IMPORTANT: Preprocessing data / enconding conventions
In general it is important to properly preprocess your data. Example
scripts in the root
folder do this.
extremeText like fastText assumes UTF-8 encoded text. All text must be
unicode for
Python2
and str for
Python3.
The passed text will be encoded as UTF-8 by
pybind11
before passed to the extremeText C++ library. This means it is important
to use UTF-8 encoded text when building a model. On Unix-like systems
you can convert text using
iconv.
extremeText will tokenize (split text into pieces) based on the
following ASCII characters (bytes). In particular, it is not aware of
UTF-8 whitespace. We advice the user to convert UTF-8 whitespace / word
boundaries into one of the following symbols as appropiate.

space
tab
vertical tab
carriage return
formfeed
the null character

The newline character is used to delimit lines of text. In particular,
the EOS token is appended to a line of text if a newline character is
encountered. The only exception is if the number of tokens exceeds the
MAX_LINE_SIZE constant as defined in the Dictionary
header.
This means if you have text that is not separate by newlines, such as
the fil9 dataset, it will be
broken into chunks with MAX_LINE_SIZE of tokens and the EOS token is
not appended.
The length of a token is the number of UTF-8 characters by considering
the leading two bits of a
byte to identify
subsequent bytes of a multi-byte
sequence.
Knowing this is especially important when choosing the minimum and
maximum length of subwords.

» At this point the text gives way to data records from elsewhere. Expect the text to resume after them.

PR #2126, opened 2025-04-04
feat: EPSRManager graph updates

Danbr4d:
Added the r-factors and additional potentials to the EPSRManager graphing.

### DIFF
--- a/src/modules/epsrManager/epsrManager.h
+++ b/src/modules/epsrManager/epsrManager.h
@@ -50,4 +50,6 @@ class EPSRManagerModule : public Module
     public:
     // Run set-up stage
     bool setUp(ModuleContext &moduleContext, Flags<KeywordBase::KeywordSignal> actionSignals) override;
+    // Return list of target Modules / data for refinement
+    const std::vector<Module *> &targets() const;
 };
--- a/src/modules/epsrManager/epsrManager.h
+++ b/src/modules/epsrManager/epsrManager.h
@@ -50,6 +50,4 @@ class EPSRManagerModule : public Module
     public:
     // Run set-up stage
     bool setUp(ModuleContext &moduleContext, Flags<KeywordBase::KeywordSignal> actionSignals) override;
-    // Return list of target Modules / data for refinement
-    const std::vector<Module *> &targets() const;
 };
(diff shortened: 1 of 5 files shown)


src/modules/epsrManager/gui/epsrManagerWidget.h
```diff
@@ -31,4 +31,18 @@ class EPSRManagerModuleWidget : public ModuleWidget
     private:
     // Main form declaration
     Ui::EPSRManagerModuleWidget ui_;
+    // DataViewer contained within this widget
+    DataViewer *graph_;
+
+    /*
+     * Widgets / Functions
+     */
+
```
trisyoungs:
```suggestion
```

src/modules/epsrManager/epsrManager.h
```diff
@@ -50,4 +50,6 @@ class EPSRManagerModule : public Module
     public:
     // Run set-up stage
     bool setUp(ModuleContext &moduleContext, Flags<KeywordBase::KeywordSignal> actionSignals) override;
+    // Return list of target Modules / data for refinement
+    const std::vector<Module *> &targets() const;
```
trisyoungs: Strictly speaking you shouldn't need to implement this function as you can use `keywords_.get<const std::vector<Module *> >("Target");` to retrieve the info from the Module. See TR module line 26 in `process.cpp` for where you've done it for a (non-vector) before.

trisyoungs (approved):
Looks good. Might be worth trying the change I've suggested, but then good to go.

src/modules/epsrManager/gui/epsrManagerFuncs.cpp
```diff
@@ -11,5 +15,107 @@ EPSRManagerModuleWidget::EPSRManagerModuleWidget(QWidget *parent, EPSRManagerMod
...
+                                        auto pp = dissolve_.pairPotential(at1, at2);
+                                        if (pp)
+                                            graph_->createRenderable<RenderableData1D>(
+                                                std::format("Dissolve//Potential_{}_Additional", id), id, "Phi");
+                                    });
+        }
+        if (ui_.RFactorButton->isChecked())
+        {
+            graph_->groupManager().removeVerticalShifts();
+            auto optEPSRModule = module_->keywords().getVectorModule("Target");
```
trisyoungs: Just that name again!

trisyoungs (approved):
Same comment as the other PR, then good to go.

PR #2127, opened 2025-04-08
fix: Change epsr targets function to get

Danbr4d:
EPSR uses a targets() function that is not necessary as we have keywords.get().


src/modules/epsr/gui/epsrWidgetFuncs.cpp
```diff
@@ -69,12 +69,13 @@ void EPSRModuleWidget::updateControls(const Flags<ModuleWidget::UpdateFlags> &up
 
         const auto &atomTypes = module_->scatteringMatrix().atomTypes();
         const auto nAtomTypes = atomTypes.size();
+        auto optEPSRModule = module_->keywords().getVectorModule("Target");
```
trisyoungs: Surely `epsrModuleTargets` would be a better variable name than `optEPSRModule`?

trisyoungs (approved):
One little comment / request, then good to go.

PR #2128, opened 2025-04-10
feat: Argon nodes (Atomshake, MD)

RobBuchananCompPhys:
- [x] Clang format
- [x] Fix build error (no overloaded function found) in `toml11::find<T>(node, "data")`
^ this was addressed in #2135


src/nodes/atomShake/process.cpp
```diff
@@ -0,0 +1,184 @@
...
+
+    Messenger::print("Overall acceptance rate was {:4.2f}% ({} of {} attempted moves)\n", 100.0 * rate, nAccepted, nAttempts);
+
+    // Update and set translation step size
+    stepSize *= (nAccepted == 0) ? 0.8 : rate / targetAcceptanceRate;
+    if (stepSize < stepSizeMin)
+        stepSize = stepSizeMin;
+    else if (stepSize > stepSizeMax)
+        stepSize = stepSizeMax;
+    //keywords_.set("StepSize", stepSize);
```
trisyoungs:
```suggestion
```

src/nodes/atomShake/atomShake.cpp
```diff
@@ -0,0 +1,22 @@
...
+    addOption<Number>("TargetAcceptanceRate", "Target acceptance rate for Monte Carlo moves", targetAcceptanceRate_);
+    addOption<Number>("StepSizeMax", "Maximum allowed value for step size, in Angstroms", stepSizeMax_);
+    addOption<Number>("StepSizeMin", "Minimum allowed value for step size, in Angstroms", stepSizeMin_);
+}
+
+std::string_view AtomShakeNode::type() const { return "AtomShake"; }
+
+std::string_view AtomShakeNode::summary() const
+{
+    return "Perform an atomic Monte Carlo \"shake\" of every atom in each target configuration.";
```
trisyoungs:
```suggestion
    return "Perform a Monte Carlo trial move on every atom in the target configuration.";
```
I actually think I would like to rename this and the other "shake" nodes to reflect their actual intention more clearly - i.e. explicitly "AtomicMonteCarlo".

trisyoungs (commented):
All looking good here so far.

Since one of these nodes (AtomShake) is the first one we've converted which needs to save its data to the restart file (the current step size) we really should consider the mechanism of how this will work. I might do that as my next bit of work once this PR is merged in.

trisyoungs (approved):

PR #2130, opened 2025-04-10
perf: Read arbitrarily small parts of CBOR files

rprospero:
This PR adds the ability to extract an arbitrary element from a CBOR file.  This also necessitated a refctoring of the CBOR code to support both memory and file based backends.

Most of this refactoring is due to the utter stupidity of how file iterators work.  Specifically, the iterators read the stream when advancing, not when dereferencing.  THus, if you try to do:

```
   std::copy(stream.begin(), stream.begin()+10, destination.begin()
```

The stream immediately advances ten bytes before the copy even begins.  It also means that any two iterators on a stream are identical, so every algorithm is a no-op unless the end of the range is the Enod-Of-Stream special value.

As another pointless rage at the C++ committee and the IO library, the fact that

```
stream.get(destination, 10)
```
copies ***9*** characters into the destination array, but advances the stream by ***10*** characters, really deserves to be in giant bold letters in the documentation.


src/base/cbor.cpp
```diff
@@ -5,6 +5,9 @@
 #include "base/messenger.h"
 #include <bit>
 
+namespace CBOR
```
trisyoungs, line 8: :+1:

src/base/cbor.cpp
```diff
@@ -124,7 +195,7 @@ void writeHeader(MajorKey key, uint64_t size, std::vector<uint8_t> &buf)
 }
 
 // Convert a serialed Value to its CBOR representation
```
trisyoungs:
```suggestion
// Convert a serialised value to its CBOR representation
```

src/base/cbor.h
```diff
@@ -4,13 +4,27 @@
...
+#include <iostream>
 #include <ranges>
 #include <tuple>
+#include <variant>
 #include <vector>
 
+namespace CBOR
+{
+
 // Convert a serialed Value to its CBOR representation
```
trisyoungs:
```suggestion
// Convert a serialised value to its CBOR representation
```

trisyoungs (approved):
Looks good, although I hope I never have to to debug it! Particularly if the mantra of the C++ is "off-by-one-by-design" in places. :)

trisyoungs (approved):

Further, the EOS token (as specified in the
Dictionary
header)
is considered a character and will not be broken into subwords.

Reference
Please cite below work if using this package for extreme classification.
M. Wydmuch, K. Jasinska, M. Kuznetsov, R. Busa-Fekete, K. Dembczyński.
*A no-regret generalization of hierarchical softmax to extreme
multi-label
classification*.
Advances in Neural Information Processing Systems 31, 2018.